→ WORK REQUEST: Every line with the word "gateway" in it should be extracted from the data that follows.

→ TASK DATA:
PR #9740, opened 2022-10-03
fix: node links on UI use podName instead of workflow name

dpadhiar:

Currently on the UI, links on the UI from the node use `workflow.name` instead of the `podName`. This causes issue with Splunk links for example that need the podName (which includes step name as well) to filter for data.


terrytangyuan (approved):

vladlosev:
Is is possible to cherry-pick this into the 3.4 branch? Thanks!

PR #9753, opened 2022-10-06
fix: `value` is required when parameter is of type `enum`

missingcharacter:
Without this change we get error:
`Recovered from panic: runtime error: invalid memory address or nil pointer dereference`

Signed-off-by: Ricardo Rosales <728243+missingcharacter@users.noreply.github.com>


terrytangyuan (approved):

missingcharacter:
@terrytangyuan yes, I will, 1 moment

terrytangyuan (approved):

PR #9760, opened 2022-10-06
fix: SSO integration not considering HTTP_PROXY when making requests. Fixes #9259

### LINKED ISSUE #9259: The SSO integration does not consider HTTP_PROXY env vars when making requests
## Checklist

## Summary

The `github.com/coreos/go-oidc/v3/oidc` library by default uses an http client that is not reading the env vars for `HTTP_PROXY` variables. This results in SSO failing to initialize at startup.

## Diagnostics

I added several `log.Print` statements in my fork of the `release-3.3` branch and I discovered that the root cause is occuring within the `oidc.NewProvider` call:

```go
func providerFactoryOIDC(ctx context.Context, issuer string) (providerInterface, error) {
	log2.Print("Attemping to create new OIDC provider")
	provider, err := oidc.NewProvider(ctx, issuer)
	log2.Print("Finished oidc.NewProvider(ctx, issuer)")
	return provider, err
}
```

By setting the context myself with the native http client of go, it works correctly:

```go
func providerFactoryOIDC(ctx context.Context, issuer string) (providerInterface, error) {
	log2.Print("Attemping to create new OIDC provider")
	// Set the client context explicitly in order to use proxy configuration from environment(if any)
	// See https://github.com/coreos/go-oidc/blob/8d771559cf6e5111c9b9159810d0e4538e7cdc82/oidc.go#L43-L53
	oidc_ctx := oidc.ClientContext(ctx, &http.Client{})
	provider, err := oidc.NewProvider(oidc_ctx, issuer)
	log2.Print("Finished oidc.NewProvider(ctx, issuer)")
	return provider, err
}
```

---

rohankmr414:
Signed-off-by: Rohan Kumar <rohan@pipekit.io>

Fixes #9259

### DIFF
--- a/server/auth/sso/sso.go
+++ b/server/auth/sso/sso.go
@@ -79,7 +79,8 @@ type providerInterface interface {
 type providerFactory func(ctx context.Context, issuer string) (providerInterface, error)
 
 func providerFactoryOIDC(ctx context.Context, issuer string) (providerInterface, error) {
-	return oidc.NewProvider(ctx, issuer)
+	oidcCtx := oidc.ClientContext(ctx, &http.Client{})
+	return oidc.NewProvider(oidcCtx, issuer)
 }
 
 func New(c Config, secretsIf corev1.SecretInterface, baseHRef string, secure bool) (Interface, error) {


alexec (changes requested):
How tested please?

alexec (approved):

PR #9763, opened 2022-10-07
docs: add Gepardec to users

fhochleitner:
As we are heavily using the argo ecosystem for the management of our OpenShift Clusters and applications as well as implementing our CICD solutions we would like to reflect that on the users list :)


terrytangyuan (approved):
Thanks!

PR #9789, opened 2022-10-11
fix: Add --tls-certificate-secret-name parameter to server command. Fixes #5582 

### LINKED ISSUE #5582: TLS configuration and/or docs enhancement

chtcvl:
Signed-off-by: vladimir.ivanov <vladimir.ivanov@grasshopperasia.com>

Fixes #5582 

Add --tls-certificate-secret-name parameter to server command.
Since server runs on localhost:2746, get an error in the UI "certificate is valid for ... not for localhost". Therefore the merge request set InsecureSkipVerify on TLSconfig for grpc client on the gateway.

Tested to to work with secret generated by cert-manager.

### DIFF
--- a/server/apiserver/argoserver.go
+++ b/server/apiserver/argoserver.go
@@ -334,7 +334,10 @@ func (as *argoServer) newHTTPServer(ctx context.Context, port int, artifactServe
 		grpc.WithDefaultCallOptions(grpc.MaxCallRecvMsgSize(MaxGRPCMessageSize)),
 	}
 	if as.tlsConfig != nil {
-		dialOpts = append(dialOpts, grpc.WithTransportCredentials(credentials.NewTLS(as.tlsConfig)))
+		tlsConfig := as.tlsConfig.Clone()
+		tlsConfig.InsecureSkipVerify = true
+		dCreds := credentials.NewTLS(tlsConfig)
+		dialOpts = append(dialOpts, grpc.WithTransportCredentials(dCreds))
 	} else {
 		dialOpts = append(dialOpts, grpc.WithTransportCredentials(insecure.NewCredentials()))
 	}
--- a/cmd/argo/commands/server.go
+++ b/cmd/argo/commands/server.go
@@ -46,7 +46,7 @@ func NewServerCommand() *cobra.Command {
 		baseHRef                 string
 		secure                   bool
 		tlsCertificateSecretName string
-		htst                     bool
+		hsts                     bool
 		namespaced               bool   // --namespaced
 		managedNamespace         string // --managed-namespace
 		enableOpenBrowser        bool
@@ -153,7 +153,7 @@ See %s`, help.ArgoServer),
 			opts := apiserver.ArgoServerOpts{
 				BaseHRef:                 baseHRef,
 				TLSConfig:                tlsConfig,
-				HSTS:                     htst,
+				HSTS:                     hsts,
 				Namespaced:               namespaced,
 				Namespace:                namespace,
 				Clients:                  clients,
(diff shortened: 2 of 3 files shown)


server/apiserver/argoserver.go
```diff
@@ -334,7 +334,10 @@ func (as *argoServer) newHTTPServer(ctx context.Context, port int, artifactServe
 		grpc.WithDefaultCallOptions(grpc.MaxCallRecvMsgSize(MaxGRPCMessageSize)),
 	}
 	if as.tlsConfig != nil {
-		dialOpts = append(dialOpts, grpc.WithTransportCredentials(credentials.NewTLS(as.tlsConfig)))
+		tlsConfig := as.tlsConfig
+		tlsConfig.InsecureSkipVerify = true
```
alexec, line 338: should you delete this line?

chtcvl: This `InsecureSkipVerify` is for communication within the same instance of argo-server process - between grpc-gateway and grpc-server goroutines (since server is serving on `localhost` and we can't have it in certificate SAN for publically trusted certificate). Setting it as `false` will break the gateway.
I provided more reasoning and alternative implementations at https://github.com/argoproj/argo-workflows/pull/9423#discussion_r970628566

tczhao: I think the correct place to do this is here instead
https://github.com/argoproj/argo-workflows/blob/9a32232a85ce0f24719a6aaa46eef86f86a500b4/util/tls/tls.go#L147-L149

tczhao (changes requested):

server/apiserver/argoserver.go
chtcvl: `func GetServerTLSConfigFromSecret` returns a **server** TLS config with proper certificates. Here we are patching **client** TLS config (dialOpts) for aforementioned reasons. 

We set `InsecureSkipVerify` on server TLS config as well, but this is unnecessary and can become a security risk in the long run.

server/apiserver/argoserver.go
```diff
@@ -334,7 +334,10 @@ func (as *argoServer) newHTTPServer(ctx context.Context, port int, artifactServe
 		grpc.WithDefaultCallOptions(grpc.MaxCallRecvMsgSize(MaxGRPCMessageSize)),
 	}
 	if as.tlsConfig != nil {
-		dialOpts = append(dialOpts, grpc.WithTransportCredentials(credentials.NewTLS(as.tlsConfig)))
+		tlsConfig := as.tlsConfig
```
alexec, line 337: Will `as.tlConfig` be modified? Do you need to do `copy()` or similar?

chtcvl: Fixed with `Clone()`

alexec (approved):
LGTM. I'd like a second pair of eyes on this. @juliev0 ?

juliev0 (approved):

chtcvl:
I don't seem to be able to merge this PR as it requires write access. Would appreciate help merging this.

PR #9807, opened 2022-10-13
fix: exit code always be '0' in windows container. Fixes #9797

### LINKED ISSUE #9797: [bug] The command exit code always be '0' in windows container
The command exit code always be '0' in windows container. Because the wait function on windows only check the err but not with the exit code of the stat (The error might be redirect).
[https://github.com/argoproj/argo-workflows/blob/aa59b43748f78e599709add871af7ec14e1fd3c1/workflow/executor/os-specific/signal_windows.go#L29](url)

I tried to fix this by the code below:
``` go
func Wait(process *os.Process) error {
	stat, err := process.Wait()
	if stat.ExitCode() != 0 {
		var errStr string
		if err != nil {
			errStr = err.Error()
		} else {
			errStr = "<nil>"
		}

		return errors.New(fmt.Sprintf("Exited failed. Error:%s", errStr))
	}
	return nil
}

```
This is just a temporary fix, so I just show my code here. Hope helpful.

The yaml below will reproduce the issue.

``` yaml
kind: WorkflowTemplate
metadata:
  namespace: default
  name: mytemplate

spec:
  templates:
    - name: test
      template: test-main
          

    - name: test-main
      nodeSelector:
        kubernetes.io/os: windows
      container:
        - name: main
          image: mcr.microsoft.com/windows/nanoserver:ltsc2022 # I used the nanoserver-ltsc2022 but the issue should also exist on ltsc2019
          command: ["cmd", "/s", "/c"]
          args: ["call exit /b 1"]
```

wsj0000:
Fixes https://github.com/argoproj/argo-workflows/issues/9797

### DIFF
--- a/workflow/executor/os-specific/signal_windows.go
+++ b/workflow/executor/os-specific/signal_windows.go
@@ -1,6 +1,7 @@
 package os_specific
 
 import (
+	"fmt"
 	"os"
 	"syscall"
 )
@@ -25,6 +26,16 @@ func Setpgid(a *syscall.SysProcAttr) {
 }
 
 func Wait(process *os.Process) error {
-	_, err := process.Wait()
+	stat, err := process.Wait()
+	if stat.ExitCode() != 0 {
+		var errStr string
+		if err != nil {
+			errStr = err.Error()
+		} else {
+			errStr = "<nil>"
+		}
+
+		return fmt.Errorf("exit with non-zero code. exit-code: %d, error:%s", stat.ExitCode(), errStr)
+	}
 	return err
 }


tczhao:
Because we squash merge, the title of the PR will become the commit message.
Perhaps changing the title to
`fix: exit code always be '0' in windows container. Fixes #9797`
to align with the PR template guide

tczhao (changes requested):
Please follow the PR template

- PR title
Because we squash merge, the title of the PR will become the commit message.
Perhaps changing the title to
`fix: exit code always be '0' in windows container. Fixes #9797`
to align with the PR template guide

- PR description
In the PR description please use
`Fixes #9797` instead of `associated with #9797`
The "Fixes" is a special keyword in github, that will link the PR to issue
image

alexec (approved):

Issue #9769, opened 2022-10-07
Bring CLOMonitor Score to 100%


eddie-knight:
Per discussion in slack, this issue is to track the efforts necessary to bring argo-workflow [CLOMonitor](https://clomonitor.io/projects/cncf/argo#argo-workflows) score to 100% as part of the CNCF security slam.

Below is a checklist of action items. I will add comments if there is anything that can't be addressed or if I am unsure of how to address it. It is possible to [exclude checks](https://github.com/cncf/clomonitor/blob/0942e124e116c2d46b3eeb8204579722ba1ff329/docs/metadata/.clomonitor.yml) with a written justification if that becomes necssary.
### Summary

**Repository**: argo-workflows
**URL**: https://github.com/argoproj/argo-workflows
**Checks sets**:  `CODE`
**Score**: 88

### Checks passed per category

| Category  |  Score  |
| :----------------- | --------: |
|  Documentation  |  100%  |
|  License  |  75%  |
|  Best Practices  |  100%  |
|  Security  |  80%  |
|  Legal  |  n/a  |

### Documentation [100%]

  - [x] [Changelog](https://github.com/argoproj/argo-workflows/blob/master/CHANGELOG.md) ([_docs_](https://clomonitor.io/docs/topics/checks/#changelog))
  - [x] [Contributing](https://github.com/argoproj/argo-workflows/blob/master/docs/CONTRIBUTING.md) ([_docs_](https://clomonitor.io/docs/topics/checks/#contributing))
  - [x] [Maintainers](https://github.com/argoproj/argo-workflows/blob/master/OWNERS) ([_docs_](https://clomonitor.io/docs/topics/checks/#maintainers))
  - [x] [Readme](https://github.com/argoproj/argo-workflows/blob/master/README.md) ([_docs_](https://clomonitor.io/docs/topics/checks/#readme))
  
### License [75%]

  - [x] Apache-2.0 ([_docs_](https://clomonitor.io/docs/topics/checks/#license_spdx_id))
  - [x] Approved license ([_docs_](https://clomonitor.io/docs/topics/checks/#license_approved))
  - [ ] License scanning ([_docs_](https://clomonitor.io/docs/topics/checks/#license_scanning))
  
### Best Practices [100%]

  - [x] [Artifact Hub badge](https://artifacthub.io/packages/helm/argo/argo-workflows) ([_docs_](https://clomonitor.io/docs/topics/checks/#artifacthub_badge))
[...]

PR #9837, opened 2022-10-16
chore: sign container images on quay and signed releases

34fathombelow:
Signed releases #9769 
This PR implements container images to be signed using ```sigstore/cosign```  It also consolidates the checksums of the cli-binaries into a single file then signs it.   

#### Three GitHub secrets will need to be created before this PR is merged. The process to do this is listed below.

TLDR: https://docs.sigstore.dev/cosign/git_support

1. [Install Cosign](https://docs.sigstore.dev/cosign/installation) on your workstation. Linux, Homebrew, and container options are available.  Execute the command ```cosign --version``` to verified it has been installed correctly.
2. Create or have a valid GitHub PAT token available.
3. Export your PAT as the environment variable "GITHUB_TOKEN"
4. Execute ```cosign generate-key-pair github://argoproj/argo-workflows``` This will start the process of creating the GitHub Secrets automatically for you, and prompt you to enter a password.  This Password will be stored as the Github secret ```COSIGN_PASSWORD``` I would recommend to use well respected password generator such as KeePassXC or Bitwarden and use a paranoid level of characters of at least 32. 
5. Three GitHub secretes should have been created, please verify.  ```COSIGN_PASSWORD``` ```COSIGN_PRIVATE_KEY``` & ```COSIGN_PUBLIC_KEY```
6. Please comment on this PR with the newly created public key (cosign.pub)

### DIFF
--- a/.github/workflows/release.yaml
+++ b/.github/workflows/release.yaml
@@ -429,7 +429,7 @@ jobs:
         run: |
           cosign sign-blob --key env://COSIGN_PRIVATE_KEY ./dist/argocd-workflows-checksums.txt > ./dist/argocd-workflows-checksums.sig
           # Retrieves the public key to release as an asset
-          cosign public-key --key env://COSIGN_PRIVATE_KEY > ./dist/argo-rollouts-cosign.pub
+          cosign public-key --key env://COSIGN_PRIVATE_KEY > ./dist/argo-workflows-cosign.pub
 
       # https://github.com/softprops/action-gh-release
       # This will publish the release and upload assets.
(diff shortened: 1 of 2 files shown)


.github/workflows/release.yaml
```diff
@@ -388,8 +443,9 @@ jobs:
           body_path: release-notes
           files: |
             dist/argo-*.gz
```
alexec, line 445: Don’t we want to keep this file?

34fathombelow:
Updated to only sign multi-image tags

alexec (approved):
LGTM. Github Actions will need to be monitored when this is merged and settings updated.

34fathombelow:
Not stale

terrytangyuan (approved):
Thank you!

terrytangyuan:
We need some additional secrets required by this PR. @alexec @sarabala1979 Could you help add those?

→ WRITTEN RESPONSE:
Since server runs on localhost:2746, get an error in the UI "certificate is valid for ... not for localhost". Therefore the merge request set InsecureSkipVerify on TLSconfig for grpc client on the gateway.
chtcvl: This `InsecureSkipVerify` is for communication within the same instance of argo-server process - between grpc-gateway and grpc-server goroutines (since server is serving on `localhost` and we can't have it in certificate SAN for publically trusted certificate). Setting it as `false` will break the gateway.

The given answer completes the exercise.